PR #18864, opened 2024-05-03
[Nokia-IXR7250E] disable pcie aer

jon-nokia:
#### Why I did it
In Linux kernel v6.0, commit, f26e58bf6f5470 "PCI/AER: Enable error reporting when AER is native" changed the default behavior of Advanced Error Reporting (AER).  Reporting is now enabled by default, which was not the case prior.  There are custom FPGA devices on our PCI bus that are not yet configured nor enabled across reboot until the Sonic platform is initialized.  Therefore this is impacting AER adversely.  Since AER was not enabled in 202205, this is not a regression.

##### Work item tracking

- [ ] 201811
- [ ] 201911
- [ ] 202006
- [ ] 202012
- [ ] 202106
- [ ] 202111
- [ ] 202205
- [ ] 202211
- [ ] 202305
- [x] 202405

- [ ] 
- [ ]

### DIFF
--- a/device/nokia/x86_64-nokia_ixr7250e_36x400g-r0/installer.conf
+++ b/device/nokia/x86_64-nokia_ixr7250e_36x400g-r0/installer.conf
@@ -1,4 +1,4 @@
 CONSOLE_PORT=0x3f8
 CONSOLE_DEV=0
 CONSOLE_SPEED=115200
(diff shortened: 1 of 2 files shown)


lguohan:
in 202411, can we enable this AER reporting? this give the healthness of the pcie devices.

lguohan (approved):

lguohan:
@prgeor , this might be able affecting other platforms, i do not know if we need to disable this one other platform or not.

@jon-nokia , can you share the error log if there is any?

PR #21377, opened 2025-01-10
Fix docker auto restart issue

FengPan-Frank:
#### Why I did it
if critical process crashes or killed, bmp docker container will not be auto-restarted.

##### Work item tracking
- Microsoft ADO **(number only)**:30807821

#### How I did it
/usr/bin/supervisor-proc-exit-listener takes in charge of critical process monitor and event publish, thus it should be autorestar-ted in any case, otherwise there might be issue if supervisor-proc-exit-listener crashes, or in some test cases like
"docker exec bmp kill -SIGKILL -1" critical processes may not work correctly in some race condition (depends on whether supervisor-proc-exit-listener is the last one to be killed)

When a container receives the SIGKILL signal to terminate its processes, the order in which the processes are actually terminated can depend on the scheduling and resource availability within the container.

Scheduling: Within a container, processes are scheduled by the operating system or container runtime. The order in which the processes are scheduled to run can impact the order of termination. The scheduler determines which process gets executed first, and this can vary depending on factors such as process priorities, resource availability, and the scheduling algorithm used.
Resource Availability: Containers share resources such as CPU, memory, and disk I/O. When a SIGKILL signal is sent to all processes, the available resources might be limited or constrained. The order in which processes get terminated can be affected by resource contention. If resources are heavily utilized, some processes might be prioritized for termination over others due to resource constraints.

as a result of this, if supervisor-proc-exit-listener is killed first before critical process, container auto restart will not be launched as expected.

#### How to verify it
image

- [ ] 201811
- [ ] 201911
- [ ] 202006
- [ ] 202012
- [ ] 202106
- [ ] 202111
- [ ] 202205
- [ ] 202211
- [ ] 202305

- [ ] 
- [ ]

### DIFF
--- a/dockers/docker-sonic-bmp/supervisord.conf
+++ b/dockers/docker-sonic-bmp/supervisord.conf
@@ -16,7 +16,7 @@ buffer_size=1024
 command=/usr/bin/supervisor-proc-exit-listener --container-name bmp
 events=PROCESS_STATE_EXITED,PROCESS_STATE_RUNNING
 autostart=true
-autorestart=false
+autorestart=unexpected
 buffer_size=1024
 
 [program:rsyslogd]
--- a/dockers/docker-sonic-gnmi/supervisord.conf
+++ b/dockers/docker-sonic-gnmi/supervisord.conf
@@ -16,7 +16,7 @@ buffer_size=1024
 command=/usr/bin/supervisor-proc-exit-listener --container-name gnmi
 events=PROCESS_STATE_EXITED,PROCESS_STATE_RUNNING
 autostart=true
-autorestart=false
+autorestart=unexpected
 buffer_size=1024
 
 [program:rsyslogd]
--- a/dockers/docker-sonic-restapi/supervisord.conf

========================================

◆ WORK TASK
The full listing above is to be retyped exactly.

◆ RESULT FOR THIS TASK
PR #18864, opened 2024-05-03
[Nokia-IXR7250E] disable pcie aer

jon-nokia:
#### Why I did it
In Linux kernel v6.0, commit, f26e58bf6f5470 "PCI/AER: Enable error reporting when AER is native" changed the default behavior of Advanced Error Reporting (AER).  Reporting is now enabled by default, which was not the case prior.  There are custom FPGA devices on our PCI bus that are not yet configured nor enabled across reboot until the Sonic platform is initialized.  Therefore this is impacting AER adversely.  Since AER was not enabled in 202205, this is not a regression.

##### Work item tracking

- [ ] 201811
- [ ] 201911
- [ ] 202006
- [ ] 202012
- [ ] 202106
- [ ] 202111
- [ ] 202205
- [ ] 202211
- [ ] 202305
- [x] 202405

- [ ] 
- [ ]

### DIFF
--- a/device/nokia/x86_64-nokia_ixr7250e_36x400g-r0/installer.conf
+++ b/device/nokia/x86_64-nokia_ixr7250e_36x400g-r0/installer.conf
@@ -1,4 +1,4 @@
 CONSOLE_PORT=0x3f8
 CONSOLE_DEV=0
 CONSOLE_SPEED=115200
(diff shortened: 1 of 2 files shown)


lguohan:
in 202411, can we enable this AER reporting? this give the healthness of the pcie devices.

lguohan (approved):

lguohan:
@prgeor , this might be able affecting other platforms, i do not know if we need to disable this one other platform or not.

@jon-nokia , can you share the error log if there is any?

PR #21377, opened 2025-01-10
Fix docker auto restart issue

FengPan-Frank:
#### Why I did it
if critical process crashes or killed, bmp docker container will not be auto-restarted.

##### Work item tracking
- Microsoft ADO **(number only)**:30807821

#### How I did it
/usr/bin/supervisor-proc-exit-listener takes in charge of critical process monitor and event publish, thus it should be autorestar-ted in any case, otherwise there might be issue if supervisor-proc-exit-listener crashes, or in some test cases like
"docker exec bmp kill -SIGKILL -1" critical processes may not work correctly in some race condition (depends on whether supervisor-proc-exit-listener is the last one to be killed)

When a container receives the SIGKILL signal to terminate its processes, the order in which the processes are actually terminated can depend on the scheduling and resource availability within the container.

Scheduling: Within a container, processes are scheduled by the operating system or container runtime. The order in which the processes are scheduled to run can impact the order of termination. The scheduler determines which process gets executed first, and this can vary depending on factors such as process priorities, resource availability, and the scheduling algorithm used.
Resource Availability: Containers share resources such as CPU, memory, and disk I/O. When a SIGKILL signal is sent to all processes, the available resources might be limited or constrained. The order in which processes get terminated can be affected by resource contention. If resources are heavily utilized, some processes might be prioritized for termination over others due to resource constraints.

as a result of this, if supervisor-proc-exit-listener is killed first before critical process, container auto restart will not be launched as expected.

#### How to verify it
image

- [ ] 201811
- [ ] 201911
- [ ] 202006
- [ ] 202012
- [ ] 202106
- [ ] 202111
- [ ] 202205
- [ ] 202211
- [ ] 202305

- [ ] 
- [ ]

### DIFF
--- a/dockers/docker-sonic-bmp/supervisord.conf
+++ b/dockers/docker-sonic-bmp/supervisord.conf
@@ -16,7 +16,7 @@ buffer_size=1024
 command=/usr/bin/supervisor-proc-exit-listener --container-name bmp
 events=PROCESS_STATE_EXITED,PROCESS_STATE_RUNNING
 autostart=true
-autorestart=false
+autorestart=unexpected
 buffer_size=1024
 
 [program:rsyslogd]
--- a/dockers/docker-sonic-gnmi/supervisord.conf
+++ b/dockers/docker-sonic-gnmi/supervisord.conf
@@ -16,7 +16,7 @@ buffer_size=1024
 command=/usr/bin/supervisor-proc-exit-listener --container-name gnmi
 events=PROCESS_STATE_EXITED,PROCESS_STATE_RUNNING
 autostart=true
-autorestart=false
+autorestart=unexpected
 buffer_size=1024
 
 [program:rsyslogd]
--- a/dockers/docker-sonic-restapi/supervisord.conf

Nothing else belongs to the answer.